During our visit California was weighing one of the most progressive bills in the country to kickstart new housing, including affordable housing, in areas close to major transit stops. The bill would have paved the way for developers to build condominiums and apartments near mass transit stops where local zoning codes might otherwise prohibit such development.

But the California bill never got out of its first committee hearing. It was opposed, as one might have predicted, by people concerned about losing local control of the number and type of new people in their midst. But also among its critics: Folks concerned about gentrification in neighborhoods that would be affected by the new development. Such additional development might increase property values near transit hubs, already increasing in value, which in turn could spill over to adjacent areas. Gentrification could beget more gentrification.

I wonder if both Sausalito and Princeton are caught in an upward death spiral, with constantly rising real estate prices closing the door on young people, middle class people, older people on retirement incomes, and all the odd and quirky characters who make the sidewalks of both Sausalito and Princeton an open air, experimental theater.

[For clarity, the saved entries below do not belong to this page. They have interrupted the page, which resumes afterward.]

Issue #3889, opened 2024-03-29
[raudio] Failing to load a MP3-File causes a double free


FishingHacks:
### Issue description

When using `LoadMusicStream()` on a file that is not valid mp3, raylib crashes with `free(): double free detected in tcache 2`.

I tried digging a bit deeper and upon further (tho not very detailed) inspection, i found out that `drmp3_init_file` closes the file if it could not successfully load ([`dr_mp3.h:3536`](https://github.com/raysan5/raylib/blob/master/src/external/dr_mp3.h#L3536)). `pclose` is later called again by `drmp3_uninit` ([`raudio.c:1448:54`](https://github.com/raysan5/raylib/blob/master/src/raudio.c#L1448)). `drmp3_uninit` seems to be causing the issue as removing it fixes it. I also noticed that `drmp3_uninit` calls `drmp3__free_from_callbacks`, but that shouldnt be called anyway because `drmp3_init_internal` calls it when it fails ([`dr_mp3.h:2854:9`](https://github.com/raysan5/raylib/blob/master/src/external/dr_mp3.h#L2854)).

### Environment

Platform: Desktop

### Code Example

```c
#include "raylib/src/raylib.h"
#include "stdio.h"

int main(void) {
    InitAudioDevice();
    if (!IsAudioDeviceReady()) {
        printf("couldn't initialize the audio device :notlikethis:");
        return -1;
    }

    Music stream = LoadMusicStream("music.mp3");

    PlayMusicStream(stream);

    while (IsMusicStreamPlaying(stream)) {
        UpdateMusicStream(stream);
    }

    UnloadMusicStream(stream);

    CloseAudioDevice();

    return 0;
}
```

FishingHacks:
Checking other formats, the .wav format also has the same double free error message, so i suspect its the same issue with `drwav_uninit`. The QOA Format segfaults, i didn't investigate yet why tho

RobLoach:
Able to reproduce a similar issue with the `audio_music_stream` example if you delete `resources/country.mp3`.

```
WARNING: FILEIO: [resources/country.mp3] Music file could not be opened
INFO: TIMER: Target time per frame: 33.333 milliseconds
audio_music_stream: /home/rob/Documents/raylib/src/external/dr_mp3.h:3775: drmp3_seek_to_start_of_stream: Assertion `pMP3 != ((void *)0)' failed.
Aborted (core dumped)
```

raysan5:
[...]

PR #3966, opened 2024-05-07
Fixes for loading Music

veins1:
Fix for #3889
Fixes for QOA crashes.
Memory leak fix on .wav loading.


raysan5:
@veins1 Nice! Thanks for the review! I like it!

PR #3967, opened 2024-05-07
Draft: Replace GLAD.h with internal OpenGL loading inside RLGL

ColleagueRiley:
Cuts out the GLAD.h dependency by loading only the used OpenGL functions by hand.


ColleagueRiley:
This does not properly compile with MSVC yet because MSVC does not have `GL/glext.h`.

ColleagueRiley:
This doesn't seem to compile with MSVC properly because MSVC doesn't like how I'm doing typedef PROC defines...

JeffM2501:
What is the advantage of this? Simply making rlgl harder to maintain? glad is one header

raysan5:
> What is the advantage of this? Simply making rlgl harder to maintain? glad is one header

Actually the advantage was minimize init time and make `rlgl.h` truly self-contained and portable, avoiding glad dependency. Note that for OpenGL ES 2.0 backend (PLATFORM_DRM, PLATFORM_ANDROID) no glad is used, only required extensions are manually loaded.

But I agree the additional code is considerable...

PR #3969, opened 2024-05-08
(PLATFORM_DESKTOP_RGFW) Fix Makefile issues (RGFW) (linux) (macOS)

ColleagueRiley:
Sorry, I should've done some tests for this and this should've been included in the last PR.

Found some issues with compiling using the shared method for PLATFORM_DESKTOP_RGFW.


raysan5:
@ColleagueRiley Thanks for the review!

PR #3970, opened 2024-05-09
Do not use "nanosleep" on windows at all (PLATFORM_DESKTOP_RGFW)

ColleagueRiley:
An issue was found the RGFW platform while a user was trying to create bindings wherein mingw did not define `nanosleep`.

It turns out I was wrong in assuming that all distros of mingw support `nanosleep`. 
This fixes the issue by never using nanosleep when compiling for windows. 

Source issue: https://github.com/ColleagueRiley/RGFW/issues/13


raysan5:
@ColleagueRiley thanks for the review!

PR #3971, opened 2024-05-10
remove #define RGFWDEF and make the #undefs only happen for their OS (RGFW)

ColleagueRiley:
While working on RGFW support, before I found out I could use RGFW with Raylib without compiling RGFW on it's own I needed to add this line `#define RGFWDEF`. 

This line makes it so the RGFW functions are not inline'd. This could cause potential performance issues for RGFW. I also made it so the `#defs` and `#undefs` required to get RGFW with raylib only happen if they're needed for that OS. This is a very minor change but it prevents any unforeseen issues.

### DIFF
--- a/src/Makefile
+++ b/src/Makefile
@@ -592,12 +592,12 @@ endif
 ifeq ($(PLATFORM),PLATFORM_DESKTOP_RGFW)
     ifeq ($(PLATFORM_OS),WINDOWS)
         # Libraries for Windows desktop compilation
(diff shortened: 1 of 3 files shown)


ColleagueRiley:
This should hopefully be the last `PLATFORM_DESKTOP_RGFW` related PR I do for a while.

raysan5:
@ColleagueRiley Nice! Thank you very much for the improvement! 👍

PR #3974, opened 2024-05-11
Fix parsing of empty parentheses

Filyus:
This fix allows to parse `()` like `(void)` in the function parameters.
Another way to fix is to add `void` into following lines:
https://github.com/raysan5/raylib/blob/f62202198e35161a9fe394a14bbd1a7c655107ad/src/rlgl.h#L594-L595 these lines are from the commit: https://github.com/raysan5/raylib/commit/4b0e25d3af79ce4c5cd94e8279473764d969cca3

### DIFF
--- a/parser/raylib_parser.c
+++ b/parser/raylib_parser.c
@@ -1006,8 +1006,14 @@ int main(int argc, char* argv[])
             {
                 funcEnd = c + 2;
 
-                // Check if previous word is void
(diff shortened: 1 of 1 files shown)


raysan5:
@Filyus Actually those functions need to be reviewed. C requires defining `void` if function should not receive parameters, empty parenthesis mean any number of input parameters.

raysan5:
@Filyus I'm merging in case of that malformed side-case but it shouldn't be required.

PR #3977, opened 2024-05-12
[examples] Use logarithmic scaling for 2d examples with zoom functionality

myQwil:
Makes zoom increments feel more natural. Otherwise, increments can feel too small when zoomed in, or too big when zoomed out.

### DIFF
--- a/examples/core/core_2d_camera_mouse_zoom.c
+++ b/examples/core/core_2d_camera_mouse_zoom.c
@@ -63,10 +63,9 @@ int main ()
             camera.target = mouseWorldPos;
 
             // Zoom increment
-            const float zoomIncrement = 0.125f;
-
-            camera.zoom += (wheel*zoomIncrement);
-            if (camera.zoom < zoomIncrement) camera.zoom = zoomIncrement;
+            float scaleFactor = 1.0f + (0.25f * fabsf(wheel));
+            if (wheel < 0) scaleFactor = 1.0f / scaleFactor;
+            camera.zoom = Clamp(camera.zoom * scaleFactor, 0.125, 64);
         }
 
         //----------------------------------------------------------------------------------


rmn20:
You can also implement something similar with powf, like here:
```
float scaleFactor = 1.125f;
// *= scaleFactor, if you scroll up
// /= scaleFactor, if you scroll down
// if you scroll multiple times in one frame, the zoom will be faster
camera.zoom *= powf(scaleFactor, GetMouseWheelMove());
// add clamping probably?
```
This way you also get natural feeling increments. This solution seems more straightforward to me, but maybe the expf solution has some advantages that I fail to see.

raysan5:
@rmn20 Personally I prefer this solution, it seems more simple to me. Also, I prefer to apply it to only one of the examples (`core_2d_camera_mouse_zoom`), just as an example, while keeping the others simpler.

myQwil:
> maybe the expf solution has some advantages that I fail to see.

Basically, the `pow(x, y)` function is often implemented as `exp(log(x) * y)`. So to make the code more efficient, we can store the `log(x)` part of that calculation in a variable instead of having to calculate it every time.

myQwil:
If it's just the one example that this change is being applied to, I'd also like to propose using a click-and-drag motion instead of the mouse wheel:
```diff
@@ -48,9 +48,8 @@ int main ()
             camera.target = Vector2Add(camera.target, delta);
         }
 
-        // Zoom based on mouse wheel
-        float wheel = GetMouseWheelMove();
-        if (wheel != 0)
+        // Zoom based on mouse left click
+        if (IsMouseButtonPressed(MOUSE_BUTTON_LEFT))
         {
             // Get the world point that is under the mouse
             Vector2 mouseWorldPos = GetScreenToWorld2D(GetMousePosition(), camera);
@@ -61,9 +60,11 @@ int main ()
             // Set the target to match, so that the camera maps the world space point 
             // under the cursor to the screen space point under the cursor at any zoom
             camera.target = mouseWorldPos;
-
+        }
+        if (IsMouseButtonDown(MOUSE_BUTTON_LEFT))
+        {
             // Zoom increment
-            float scaleFactor = 1.25f * wheel;
+            float scaleFactor = 1.0f + 0.01f * GetMouseDelta().x;
             if (scaleFactor < 0) scaleFactor = 1.0f / -scaleFactor;
             camera.zoom = Clamp(camera.zoom * scaleFactor, 0.125, 64);
         }
```

raysan5:
@myQwil Actually examples are intended for users to learn so we can add several approaches to show users the different possibilities. I'm merging this PR and adding the proposed alternative.

PR #3978, opened 2024-05-12
[raymath] Add extern "C" to raymath header for C++

JeffM2501:
This just adds a C extern to raymath if it's compiled as C++ so that C++ compilers and linters don't generate warnings about initializer lists.


Peter0x44:
This doesn't help for GCC. Same -Wmissing-field-initializers warnings get generated, turning off name mangling won't do anything for that.

Peter0x44:
What I said also applies to clang, it generates the same.

Unfortunately, I think this has no clean solution
the only one that really would solve this is having a macro like:
```cpp
#ifdef __cplusplus
#define RAYMATH_STRUCT_ZERO {}
#else
#define RAYMATH_STRUCT_ZERO {0}
#endif
```

and using it in place of {0} throughout raymath.h. Unfortunately that's ugly and invasive, and also stops you from being able to directly copy individual functions out of raymath.h for your own modification

raysan5:
@JeffM2501 wow! I missed that one! thanks for the update!

JeffM2501:
This PR needs to be reverted, it breaks debug builds in MinGW-W64 when raymath is included from a cpp file and links raylib static. As @Peter0x44 pointed out, it doesn't fix warnings, so it's not a big deal to revert. Please see PR #3985 for the revert.

PR #3979, opened 2024-05-12
feat(zig): add `opengl_version` option

alexmozaidze:
Added `opengl_version` option to `src/build.zig`.

I was manual-testing it on a Linux machine, and it works well. However, I am unsure of how correct the code is for target-specific OpenGL options. Currently, it prioritizes user-defined option and doesn't do anything linking-related so the user handles it himself (like linking GLESv2).


raysan5:
@alexmozaidze thanks for the review! 😄

PR #3981, opened 2024-05-14
[parser] Don't crash for files that don't end in newlines

Peter0x44:
The parser assumes all lines end in newlines, but sometimes this isn't true. Check for a null terminator along with '\n' when stripping leading spaces.


raysan5:

PR #3983, opened 2024-05-15
Zig build script - LazyPath.path has been deprecated, using b.path()

CosmicBagel:
This works in zig 0.12 (current stable), LazyPath.path has been removed in zig 0.13 (development)

Currently building raylib is broken in 0.13, this change fixes that while not breaking building with current stable 0.12


raysan5:
@CosmicBagel nice! thanks for the review! 🙂

PR #4898, opened 2025-04-17
[RAUDIO] Better computation of the default audio stream buffer size

JeffM2501:
The audio stream subbuffer size was computed based on the device sample rate, but not the device sample size and channels.
this PR uses that data to compute the buffer size so we get a better default that is not too small on devices with more than 8 bits per sample.

### DIFF
--- a/src/raudio.c
+++ b/src/raudio.c
@@ -2104,8 +2104,12 @@ AudioStream LoadAudioStream(unsigned int sampleRate, unsigned int sampleSize, un
     // The size of a streaming buffer must be at least double the size of a period
     unsigned int periodSize = AUDIO.System.device.playback.internalPeriodSizeInFrames;
 
-    // If the buffer is not set, compute one that would give us a buffer good enough for a decent frame rate
-    unsigned int subBufferSize = (AUDIO.Buffer.defaultSize == 0)? AUDIO.System.device.sampleRate/30 : AUDIO.Buffer.defaultSize;
+    // If the buffer is not set, compute one that would give us a buffer good enough for a decent frame rate at the device bit size/rate
+    int deviceBitsPerSample = AUDIO.System.device.playback.format;
+    if (deviceBitsPerSample > 4)  deviceBitsPerSample = 4;
+    deviceBitsPerSample *= AUDIO.System.device.playback.channels;
+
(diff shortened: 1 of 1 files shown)


src/raudio.c
```diff
@@ -2104,8 +2104,12 @@ AudioStream LoadAudioStream(unsigned int sampleRate, unsigned int sampleSize, un
     // The size of a streaming buffer must be at least double the size of a period
     unsigned int periodSize = AUDIO.System.device.playback.internalPeriodSizeInFrames;
 
-    // If the buffer is not set, compute one that would give us a buffer good enough for a decent frame rate
-    unsigned int subBufferSize = (AUDIO.Buffer.defaultSize == 0)? AUDIO.System.device.sampleRate/30 : AUDIO.Buffer.defaultSize;
+    // If the buffer is not set, compute one that would give us a buffer good enough for a decent frame rate at the device bit size/rate
+    int deviceBitsPerSample = AUDIO.System.device.playback.format;
+    if (deviceBitsPerSample > 4)  deviceBitsPerSample = 4;
```
raysan5, line 2109: @JeffM2501 Is that correct? It is limiting the bitsPerSample to 4.

src/raudio.c
```diff
@@ -2104,8 +2104,12 @@ AudioStream LoadAudioStream(unsigned int sampleRate, unsigned int sampleSize, un
...
+    deviceBitsPerSample *= AUDIO.System.device.playback.channels;
+
+    unsigned int subBufferSize = (AUDIO.Buffer.defaultSize == 0) ? (AUDIO.System.device.sampleRate / 30 * deviceBitsPerSample) : AUDIO.Buffer.defaultSize;
```
raysan5, line 2112: The / and * shouldn't have spaces around.

raysan5:
@JeffM2501 Just added some review comments after merging...

src/raudio.c
JeffM2501: yes, the enum uses value 4 and 5 to differentiate between 32 bit ints and floats, both formats are 4 bytes pers sample. there is no 5 byte sample size, 4 is the max. Stereo will have 2 channels and get handled by code after this.

PR #4900, opened 2025-04-17
[Examples] Remove duplicate resource file

JeffM2501:
The gltf example had a duplicate res file in it's project and would not build, this PR removes the extra file from the build so there is not a duplicate icon resource.


raysan5:
@JeffM2501 Good catch! Actually, checking it more carefully, I think the issue is the other way round, I added that `examples.rc` to avoid linking with the resource defining raylib library data for the application... I'm changing all projects references!

PR #4906, opened 2025-04-22
[rlgl] Proposed fix for default near/far clipping range

Bigfoot71:
I've noticed the default near and far clipping planes were recently changed, and I'd like to suggest a fix

The current range `[0.001, 10000.0]` feels excessive and hard to justify

The near plane is too close, which can cause depth buffer precision issues and visual artifacts, while a far value of `10000.0` seems unnecessarily high for a default here

If the intent was to increase the far plane, a more reasonable default would be `[0.05, 4000.0]`, offering a better balance between depth precision and visible range

For special cases, `rlSetClipPlanes` already exists to override these defaults anyway

___

Here is a visual example using shadow mapping, where the scene depth (from the camera's point of view) was projected with a near/far range of `[0.001, 10000.0]`:

https://github.com/user-attachments/assets/1633d1d6-1e55-417f-b608-d25a2196bd18

And here is an example with `[0.05, 4000.0]`:

https://github.com/user-attachments/assets/a21d169f-0855-434c-b8ef-83c9b8e704ee

### DIFF
--- a/src/rlgl.h
+++ b/src/rlgl.h
@@ -56,8 +56,8 @@
 *
 *       #define RL_MAX_MATRIX_STACK_SIZE             32    // Maximum size of internal Matrix stack
 *       #define RL_MAX_SHADER_LOCATIONS              32    // Maximum number of shader locations supported
-*       #define RL_CULL_DISTANCE_NEAR             0.05     // Default projection matrix near cull distance
-*       #define RL_CULL_DISTANCE_FAR            4000.0     // Default projection matrix far cull distance
+*       #define RL_CULL_DISTANCE_NEAR              0.05    // Default projection matrix near cull distance
+*       #define RL_CULL_DISTANCE_FAR             4000.0    // Default projection matrix far cull distance
 *
 *       When loading a shader, the following vertex attributes and uniform
 *       location names are tried to be set automatically:
@@ -237,7 +237,7 @@
     #define RL_CULL_DISTANCE_NEAR                 0.05      // Default near cull distance
 #endif
 #ifndef RL_CULL_DISTANCE_FAR
-    #define RL_CULL_DISTANCE_FAR                4000.0     // Default far cull distance
+    #define RL_CULL_DISTANCE_FAR                4000.0      // Default far cull distance
 #endif
 
 // Texture parameters (equivalent to OpenGL defines)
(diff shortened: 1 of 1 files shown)


raysan5:
@Bigfoot71 note that near/far values were reviewed recently to work on Orange Pi with PLATFORM_DRM, when I tried with lower ranges I got a lot of clipping in the platform due to the depth buffer bit-limitations. Also increases depth buffer requested to be at least 24 bit. Have you tried this fix in some low-end OpenGL ES device?

Bigfoot71:
@raysan5 Ah, was it a fix for 16-bit buffers?

Why not apply this range of `0.001/10000.0` based on the default depth buffer precision?
Because it might also become problematic in the long run for even more cases

I don't have a device that only supports 24-bit depth buffers, but I can try forcing the creation of a 16-bit buffer and see.

Bigfoot71:
@raysan5 I just ran some tests with a 16-bit depth buffer set via `glfwWindowHint(GLFW_DEPTH_BITS, 16);` using GLFW

Here is an example with the current planes `0.001 / 10000.0`:

https://github.com/user-attachments/assets/ac9b11b7-1eb8-4384-8835-f796bd3a5777

And here is an example with `0.05 / 4000.0` as suggested:

https://github.com/user-attachments/assets/140fc88f-f1f6-4628-bbfa-9762aee7e251

The scene consists of a 1000x1000 plane and a 1x1x1 cube

raysan5:
@Bigfoot71 thanks for the further review, I'm merging those new values, let's hope it works on most devices. Now raylib defaults to 24 bits depth buffers so it should be good on most devices...

This improvement maybe also addresses https://github.com/raysan5/raylib/issues/4917

Bigfoot71:
@raysan5 What I proposed will definitely work on a 24-bit depth buffer as well, and even offers better stability than the _old old_ `0.01 / 1000.0`, with the added benefit of a much farther far plane.

If any other issues are reported regarding this, it should be possible to handle it adaptively during `rlgl` initialization with something like:

```c
GLint depthBits;
glGetIntegerv(GL_DEPTH_BITS, &depthBits);

switch (depthBits) {
case 16:
    rlSetClipPlanes(0.5, 400.0);
    break;
case 24:
case 32:
    rlSetClipPlanes(0.05, 4000.0);
    break;
}
```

Both towns have a few things going for them that might forestall this process. Princeton has a steady and revolving stream of students and young faculty who add vitality to the mix. And its housing density is still relatively low compared to that of Sausalito. Garages on larger lots could be converted into accessory structures, which could become income units for older homeowners trying to meet their ever-increasing property tax bills.

Sausalito, and the rest of California, have the benefit of Proposition 13, which limits property taxes to around 1.25 to 1.5 percent of assessed property value, and curbs the increase in property tax relative to the increase in property value as long as you own the property.

And then Sausalito has another factor that will not be erased for a long time: The quirky architecture of all those houseboats. My guess is that the offbeat and outlandish will continue to make Sausalito a delightfully different destination. But what do I know? Here on the dock of the bay I’m just sitting in the morning sun and, if I recall the lyrics correctly, I’ll still be sitting when the evening comes.